**TASK TO CARRY OUT**
For every line in the records that has the word "option", make a copy.

**RECORDS FOR THE TASK**
════════════════
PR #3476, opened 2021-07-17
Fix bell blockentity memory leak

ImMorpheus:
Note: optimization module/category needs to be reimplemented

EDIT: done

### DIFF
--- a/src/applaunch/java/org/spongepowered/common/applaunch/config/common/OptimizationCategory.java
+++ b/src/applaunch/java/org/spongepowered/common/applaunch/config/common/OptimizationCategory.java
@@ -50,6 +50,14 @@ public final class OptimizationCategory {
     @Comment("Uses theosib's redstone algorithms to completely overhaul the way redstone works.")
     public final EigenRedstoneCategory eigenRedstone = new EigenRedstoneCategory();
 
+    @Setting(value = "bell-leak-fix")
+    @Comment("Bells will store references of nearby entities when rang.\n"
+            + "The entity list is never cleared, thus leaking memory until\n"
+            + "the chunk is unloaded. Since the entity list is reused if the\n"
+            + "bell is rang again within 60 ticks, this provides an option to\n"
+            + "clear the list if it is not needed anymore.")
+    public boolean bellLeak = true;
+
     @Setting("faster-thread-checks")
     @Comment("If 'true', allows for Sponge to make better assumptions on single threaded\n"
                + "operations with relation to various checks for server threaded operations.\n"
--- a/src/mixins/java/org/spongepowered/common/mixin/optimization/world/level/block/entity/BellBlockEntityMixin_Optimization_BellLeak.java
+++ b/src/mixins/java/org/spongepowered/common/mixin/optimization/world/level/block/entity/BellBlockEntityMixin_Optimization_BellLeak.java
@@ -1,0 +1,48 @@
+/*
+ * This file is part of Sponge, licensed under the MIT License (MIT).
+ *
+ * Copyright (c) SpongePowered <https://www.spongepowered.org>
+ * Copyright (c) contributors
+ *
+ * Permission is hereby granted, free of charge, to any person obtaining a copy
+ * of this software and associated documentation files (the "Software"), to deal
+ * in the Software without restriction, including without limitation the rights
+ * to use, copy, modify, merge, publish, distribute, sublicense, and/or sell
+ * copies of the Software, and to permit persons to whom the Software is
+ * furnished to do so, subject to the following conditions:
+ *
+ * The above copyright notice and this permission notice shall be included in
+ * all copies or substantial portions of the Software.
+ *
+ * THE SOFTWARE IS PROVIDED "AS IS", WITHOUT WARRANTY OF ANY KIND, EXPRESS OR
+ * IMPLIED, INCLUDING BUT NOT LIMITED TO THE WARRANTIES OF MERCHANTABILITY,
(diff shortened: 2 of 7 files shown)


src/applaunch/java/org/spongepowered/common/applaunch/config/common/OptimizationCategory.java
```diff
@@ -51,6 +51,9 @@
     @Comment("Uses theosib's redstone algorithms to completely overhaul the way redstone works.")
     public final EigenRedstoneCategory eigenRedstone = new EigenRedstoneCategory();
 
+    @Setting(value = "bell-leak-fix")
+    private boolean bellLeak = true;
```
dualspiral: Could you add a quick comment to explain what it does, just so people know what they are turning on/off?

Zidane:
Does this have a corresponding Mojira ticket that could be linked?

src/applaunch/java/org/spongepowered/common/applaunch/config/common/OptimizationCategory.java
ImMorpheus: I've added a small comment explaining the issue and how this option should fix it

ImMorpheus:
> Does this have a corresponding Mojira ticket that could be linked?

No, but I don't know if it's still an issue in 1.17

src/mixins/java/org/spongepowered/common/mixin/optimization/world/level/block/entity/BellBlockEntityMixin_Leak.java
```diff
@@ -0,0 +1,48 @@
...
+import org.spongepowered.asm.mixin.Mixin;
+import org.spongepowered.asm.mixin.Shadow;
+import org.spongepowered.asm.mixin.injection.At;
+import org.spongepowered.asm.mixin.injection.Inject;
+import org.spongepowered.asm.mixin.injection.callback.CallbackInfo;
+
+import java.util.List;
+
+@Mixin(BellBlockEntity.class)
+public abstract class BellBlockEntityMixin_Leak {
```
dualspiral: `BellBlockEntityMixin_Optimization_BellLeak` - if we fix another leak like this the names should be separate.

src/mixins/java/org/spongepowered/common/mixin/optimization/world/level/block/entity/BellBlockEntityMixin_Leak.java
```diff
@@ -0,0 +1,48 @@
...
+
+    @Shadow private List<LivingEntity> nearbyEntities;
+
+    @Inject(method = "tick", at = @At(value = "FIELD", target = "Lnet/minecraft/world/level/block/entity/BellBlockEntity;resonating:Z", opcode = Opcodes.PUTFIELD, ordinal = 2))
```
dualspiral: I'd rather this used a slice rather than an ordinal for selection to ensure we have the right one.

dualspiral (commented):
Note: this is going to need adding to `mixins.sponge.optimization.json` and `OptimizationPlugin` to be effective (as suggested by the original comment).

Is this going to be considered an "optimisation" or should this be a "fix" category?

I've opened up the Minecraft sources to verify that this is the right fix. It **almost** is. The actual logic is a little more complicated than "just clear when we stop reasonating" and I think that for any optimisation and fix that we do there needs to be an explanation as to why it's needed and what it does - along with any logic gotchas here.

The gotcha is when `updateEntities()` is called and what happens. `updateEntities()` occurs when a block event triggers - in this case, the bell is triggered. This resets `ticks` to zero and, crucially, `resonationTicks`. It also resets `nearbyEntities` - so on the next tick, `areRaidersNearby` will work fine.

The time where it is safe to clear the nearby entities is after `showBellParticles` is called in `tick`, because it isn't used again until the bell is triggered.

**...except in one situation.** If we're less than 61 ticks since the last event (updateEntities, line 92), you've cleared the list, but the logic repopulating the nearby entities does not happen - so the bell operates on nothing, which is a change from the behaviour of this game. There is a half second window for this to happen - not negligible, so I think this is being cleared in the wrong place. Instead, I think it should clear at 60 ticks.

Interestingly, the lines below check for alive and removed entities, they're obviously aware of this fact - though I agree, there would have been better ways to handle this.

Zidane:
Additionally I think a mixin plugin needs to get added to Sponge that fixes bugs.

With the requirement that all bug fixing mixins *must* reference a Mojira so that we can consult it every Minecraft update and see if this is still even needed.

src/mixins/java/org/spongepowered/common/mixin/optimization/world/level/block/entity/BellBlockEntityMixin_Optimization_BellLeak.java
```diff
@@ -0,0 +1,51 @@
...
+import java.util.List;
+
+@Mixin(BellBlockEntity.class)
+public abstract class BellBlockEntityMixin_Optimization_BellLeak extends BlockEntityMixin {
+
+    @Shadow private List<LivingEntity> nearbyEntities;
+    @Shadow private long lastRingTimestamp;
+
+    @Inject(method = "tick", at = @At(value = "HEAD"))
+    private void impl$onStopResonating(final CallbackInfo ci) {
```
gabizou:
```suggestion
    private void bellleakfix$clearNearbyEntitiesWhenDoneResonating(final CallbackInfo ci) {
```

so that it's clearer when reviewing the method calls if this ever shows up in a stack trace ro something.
════════════════
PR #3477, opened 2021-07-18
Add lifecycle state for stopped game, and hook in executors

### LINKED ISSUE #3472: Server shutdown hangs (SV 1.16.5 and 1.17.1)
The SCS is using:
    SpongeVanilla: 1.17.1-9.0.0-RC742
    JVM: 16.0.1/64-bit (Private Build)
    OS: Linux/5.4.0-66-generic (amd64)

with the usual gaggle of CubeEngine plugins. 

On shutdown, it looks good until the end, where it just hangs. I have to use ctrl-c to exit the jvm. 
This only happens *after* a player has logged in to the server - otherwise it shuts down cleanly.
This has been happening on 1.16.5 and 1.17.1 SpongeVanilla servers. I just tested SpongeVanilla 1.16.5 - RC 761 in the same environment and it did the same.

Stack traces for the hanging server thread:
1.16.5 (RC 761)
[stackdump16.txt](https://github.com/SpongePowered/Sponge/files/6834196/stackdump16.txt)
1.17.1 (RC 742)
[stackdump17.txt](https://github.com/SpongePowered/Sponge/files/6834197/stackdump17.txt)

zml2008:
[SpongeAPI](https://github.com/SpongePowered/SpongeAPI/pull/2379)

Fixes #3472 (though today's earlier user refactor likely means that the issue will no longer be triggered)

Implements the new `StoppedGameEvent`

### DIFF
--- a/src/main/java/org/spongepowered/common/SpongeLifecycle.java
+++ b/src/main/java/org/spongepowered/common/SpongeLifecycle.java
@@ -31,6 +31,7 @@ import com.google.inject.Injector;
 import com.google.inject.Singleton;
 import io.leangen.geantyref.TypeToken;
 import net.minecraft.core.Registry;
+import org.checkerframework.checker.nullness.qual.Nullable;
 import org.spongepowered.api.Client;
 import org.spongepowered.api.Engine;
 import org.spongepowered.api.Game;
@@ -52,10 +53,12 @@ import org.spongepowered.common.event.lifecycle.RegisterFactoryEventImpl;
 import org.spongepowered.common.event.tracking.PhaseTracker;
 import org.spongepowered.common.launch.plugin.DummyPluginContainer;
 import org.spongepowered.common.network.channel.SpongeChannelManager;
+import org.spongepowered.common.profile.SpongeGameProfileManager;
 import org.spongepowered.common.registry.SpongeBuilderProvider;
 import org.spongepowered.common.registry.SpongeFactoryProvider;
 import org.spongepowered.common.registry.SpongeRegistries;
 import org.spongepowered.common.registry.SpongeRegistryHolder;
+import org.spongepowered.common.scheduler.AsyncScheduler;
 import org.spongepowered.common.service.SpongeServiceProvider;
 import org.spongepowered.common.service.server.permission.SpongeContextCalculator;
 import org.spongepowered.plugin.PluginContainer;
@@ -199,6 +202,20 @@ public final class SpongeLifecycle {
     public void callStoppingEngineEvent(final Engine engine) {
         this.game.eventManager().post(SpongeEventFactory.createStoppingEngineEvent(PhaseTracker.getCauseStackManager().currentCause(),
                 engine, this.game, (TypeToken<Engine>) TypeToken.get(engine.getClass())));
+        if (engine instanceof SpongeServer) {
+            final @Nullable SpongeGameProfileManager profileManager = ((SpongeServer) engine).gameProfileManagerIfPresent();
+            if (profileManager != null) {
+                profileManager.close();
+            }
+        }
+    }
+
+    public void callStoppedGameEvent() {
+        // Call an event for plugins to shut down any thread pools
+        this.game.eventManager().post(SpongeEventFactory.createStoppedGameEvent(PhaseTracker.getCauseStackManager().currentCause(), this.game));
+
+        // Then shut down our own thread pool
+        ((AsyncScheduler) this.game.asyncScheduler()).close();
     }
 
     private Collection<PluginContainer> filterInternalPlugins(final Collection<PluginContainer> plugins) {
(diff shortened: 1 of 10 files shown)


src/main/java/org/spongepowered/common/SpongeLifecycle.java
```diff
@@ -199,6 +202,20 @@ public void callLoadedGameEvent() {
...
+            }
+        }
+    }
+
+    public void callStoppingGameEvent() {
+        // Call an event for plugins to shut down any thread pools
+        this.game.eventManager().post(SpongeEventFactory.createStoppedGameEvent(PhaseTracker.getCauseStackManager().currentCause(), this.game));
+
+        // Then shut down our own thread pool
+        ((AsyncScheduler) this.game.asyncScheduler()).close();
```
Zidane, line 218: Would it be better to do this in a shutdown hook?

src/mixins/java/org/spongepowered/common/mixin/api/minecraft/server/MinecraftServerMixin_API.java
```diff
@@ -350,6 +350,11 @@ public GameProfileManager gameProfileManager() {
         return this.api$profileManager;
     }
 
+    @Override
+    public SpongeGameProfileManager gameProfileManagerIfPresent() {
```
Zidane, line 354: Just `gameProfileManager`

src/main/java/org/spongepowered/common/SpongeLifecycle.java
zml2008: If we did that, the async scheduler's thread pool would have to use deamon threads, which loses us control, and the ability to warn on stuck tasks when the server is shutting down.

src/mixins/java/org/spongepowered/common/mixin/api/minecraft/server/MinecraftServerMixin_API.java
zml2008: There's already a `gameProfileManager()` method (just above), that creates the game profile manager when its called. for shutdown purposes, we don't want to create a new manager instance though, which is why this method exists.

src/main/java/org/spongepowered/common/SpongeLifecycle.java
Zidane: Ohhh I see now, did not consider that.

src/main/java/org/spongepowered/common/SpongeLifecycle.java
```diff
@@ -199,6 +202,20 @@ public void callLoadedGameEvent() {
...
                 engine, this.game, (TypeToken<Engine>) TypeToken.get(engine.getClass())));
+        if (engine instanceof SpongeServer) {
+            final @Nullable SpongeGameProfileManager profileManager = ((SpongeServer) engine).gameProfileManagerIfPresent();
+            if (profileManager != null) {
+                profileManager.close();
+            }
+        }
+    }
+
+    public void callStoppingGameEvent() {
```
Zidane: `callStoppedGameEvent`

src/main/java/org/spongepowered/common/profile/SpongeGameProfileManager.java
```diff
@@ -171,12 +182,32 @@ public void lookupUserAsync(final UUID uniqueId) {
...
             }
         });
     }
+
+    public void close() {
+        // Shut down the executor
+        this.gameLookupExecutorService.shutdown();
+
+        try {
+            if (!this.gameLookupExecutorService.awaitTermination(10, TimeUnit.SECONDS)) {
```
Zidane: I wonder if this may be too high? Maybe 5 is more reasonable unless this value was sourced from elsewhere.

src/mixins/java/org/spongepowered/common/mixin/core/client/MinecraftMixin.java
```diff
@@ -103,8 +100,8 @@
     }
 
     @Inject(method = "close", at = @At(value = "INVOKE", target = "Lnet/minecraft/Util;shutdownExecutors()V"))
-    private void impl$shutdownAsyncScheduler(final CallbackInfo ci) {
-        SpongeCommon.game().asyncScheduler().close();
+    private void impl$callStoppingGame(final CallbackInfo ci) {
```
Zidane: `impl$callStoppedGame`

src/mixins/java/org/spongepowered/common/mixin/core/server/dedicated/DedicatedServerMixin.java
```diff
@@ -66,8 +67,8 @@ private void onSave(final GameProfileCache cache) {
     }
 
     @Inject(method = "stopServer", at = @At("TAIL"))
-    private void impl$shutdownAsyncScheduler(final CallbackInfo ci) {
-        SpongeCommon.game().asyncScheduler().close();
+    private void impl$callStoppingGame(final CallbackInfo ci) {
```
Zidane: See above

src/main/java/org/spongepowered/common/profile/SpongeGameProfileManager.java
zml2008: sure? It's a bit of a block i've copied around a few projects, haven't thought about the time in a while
════════════════
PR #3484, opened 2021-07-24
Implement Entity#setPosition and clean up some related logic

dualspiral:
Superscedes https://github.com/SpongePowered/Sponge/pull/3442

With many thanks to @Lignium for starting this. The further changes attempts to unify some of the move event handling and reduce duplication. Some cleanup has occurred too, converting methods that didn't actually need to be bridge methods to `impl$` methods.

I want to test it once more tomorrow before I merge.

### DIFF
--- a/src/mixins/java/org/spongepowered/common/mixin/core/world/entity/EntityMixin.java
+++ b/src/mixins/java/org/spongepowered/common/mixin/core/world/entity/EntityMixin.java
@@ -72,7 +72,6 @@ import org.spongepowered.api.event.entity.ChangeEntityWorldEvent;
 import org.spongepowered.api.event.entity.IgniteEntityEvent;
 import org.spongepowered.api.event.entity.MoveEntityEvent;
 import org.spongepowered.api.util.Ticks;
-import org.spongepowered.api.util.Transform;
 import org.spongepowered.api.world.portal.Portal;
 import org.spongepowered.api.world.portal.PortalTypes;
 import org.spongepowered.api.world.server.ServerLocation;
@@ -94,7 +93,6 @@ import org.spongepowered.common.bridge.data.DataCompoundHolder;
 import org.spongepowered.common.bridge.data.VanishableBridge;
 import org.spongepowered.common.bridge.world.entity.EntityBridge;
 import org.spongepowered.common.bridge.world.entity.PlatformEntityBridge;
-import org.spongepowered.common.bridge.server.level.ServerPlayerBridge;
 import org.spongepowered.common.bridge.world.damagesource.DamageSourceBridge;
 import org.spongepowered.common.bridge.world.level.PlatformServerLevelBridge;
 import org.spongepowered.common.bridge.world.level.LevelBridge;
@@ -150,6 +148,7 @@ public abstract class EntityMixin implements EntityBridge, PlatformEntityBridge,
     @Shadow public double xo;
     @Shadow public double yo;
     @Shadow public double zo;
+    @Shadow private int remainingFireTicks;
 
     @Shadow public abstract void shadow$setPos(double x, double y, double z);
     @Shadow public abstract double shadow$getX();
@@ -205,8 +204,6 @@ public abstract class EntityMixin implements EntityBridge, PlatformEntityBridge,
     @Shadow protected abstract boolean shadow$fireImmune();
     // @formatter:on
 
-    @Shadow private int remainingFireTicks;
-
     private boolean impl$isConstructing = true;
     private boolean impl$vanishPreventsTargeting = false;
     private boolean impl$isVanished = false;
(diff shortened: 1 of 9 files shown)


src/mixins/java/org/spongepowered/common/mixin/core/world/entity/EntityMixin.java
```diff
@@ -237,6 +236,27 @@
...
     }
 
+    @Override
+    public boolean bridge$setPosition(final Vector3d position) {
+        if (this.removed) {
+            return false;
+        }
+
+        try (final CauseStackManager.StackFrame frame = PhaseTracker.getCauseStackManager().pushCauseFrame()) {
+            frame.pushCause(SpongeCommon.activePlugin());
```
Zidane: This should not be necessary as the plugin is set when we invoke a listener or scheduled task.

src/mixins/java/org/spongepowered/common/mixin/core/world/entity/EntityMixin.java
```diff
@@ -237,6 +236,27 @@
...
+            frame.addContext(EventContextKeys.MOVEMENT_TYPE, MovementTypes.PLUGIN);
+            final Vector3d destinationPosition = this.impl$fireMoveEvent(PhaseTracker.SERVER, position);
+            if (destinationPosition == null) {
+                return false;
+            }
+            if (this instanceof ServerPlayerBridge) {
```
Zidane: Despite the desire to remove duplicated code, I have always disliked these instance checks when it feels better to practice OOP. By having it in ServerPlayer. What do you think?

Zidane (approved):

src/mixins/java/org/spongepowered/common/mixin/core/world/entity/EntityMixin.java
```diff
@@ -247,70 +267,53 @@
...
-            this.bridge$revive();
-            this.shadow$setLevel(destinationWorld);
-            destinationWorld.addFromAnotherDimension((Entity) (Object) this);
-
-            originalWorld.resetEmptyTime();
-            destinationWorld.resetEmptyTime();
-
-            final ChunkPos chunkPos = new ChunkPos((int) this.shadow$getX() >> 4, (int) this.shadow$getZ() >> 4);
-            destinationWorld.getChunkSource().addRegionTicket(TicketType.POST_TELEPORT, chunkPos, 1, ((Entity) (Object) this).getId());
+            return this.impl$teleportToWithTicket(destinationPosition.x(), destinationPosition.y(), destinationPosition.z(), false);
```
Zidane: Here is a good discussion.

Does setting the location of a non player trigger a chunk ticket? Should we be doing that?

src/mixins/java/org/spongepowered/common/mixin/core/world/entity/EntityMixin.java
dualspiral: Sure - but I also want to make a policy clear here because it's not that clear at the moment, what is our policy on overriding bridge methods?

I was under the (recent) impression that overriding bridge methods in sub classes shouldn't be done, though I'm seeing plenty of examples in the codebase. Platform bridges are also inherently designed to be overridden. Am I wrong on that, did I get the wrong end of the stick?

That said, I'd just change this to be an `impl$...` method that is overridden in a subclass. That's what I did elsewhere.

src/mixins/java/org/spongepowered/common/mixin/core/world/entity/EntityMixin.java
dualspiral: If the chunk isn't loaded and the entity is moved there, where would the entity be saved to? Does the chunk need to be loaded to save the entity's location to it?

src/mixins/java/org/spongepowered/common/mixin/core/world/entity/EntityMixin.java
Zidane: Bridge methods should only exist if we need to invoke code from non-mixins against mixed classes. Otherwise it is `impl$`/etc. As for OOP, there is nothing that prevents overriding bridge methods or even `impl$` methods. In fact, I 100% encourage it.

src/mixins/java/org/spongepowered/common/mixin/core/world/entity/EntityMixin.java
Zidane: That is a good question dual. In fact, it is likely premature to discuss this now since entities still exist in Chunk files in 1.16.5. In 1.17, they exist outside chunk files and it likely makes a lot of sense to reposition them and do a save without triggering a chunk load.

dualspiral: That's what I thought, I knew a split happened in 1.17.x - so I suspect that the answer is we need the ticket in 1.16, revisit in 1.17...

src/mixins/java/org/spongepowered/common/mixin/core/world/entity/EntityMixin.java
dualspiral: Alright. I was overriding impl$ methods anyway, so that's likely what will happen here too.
════════════════
**PROBLEM SOLUTION**
+            + "bell is rang again within 60 ticks, this provides an option to\n"
ImMorpheus: I've added a small comment explaining the issue and how this option should fix it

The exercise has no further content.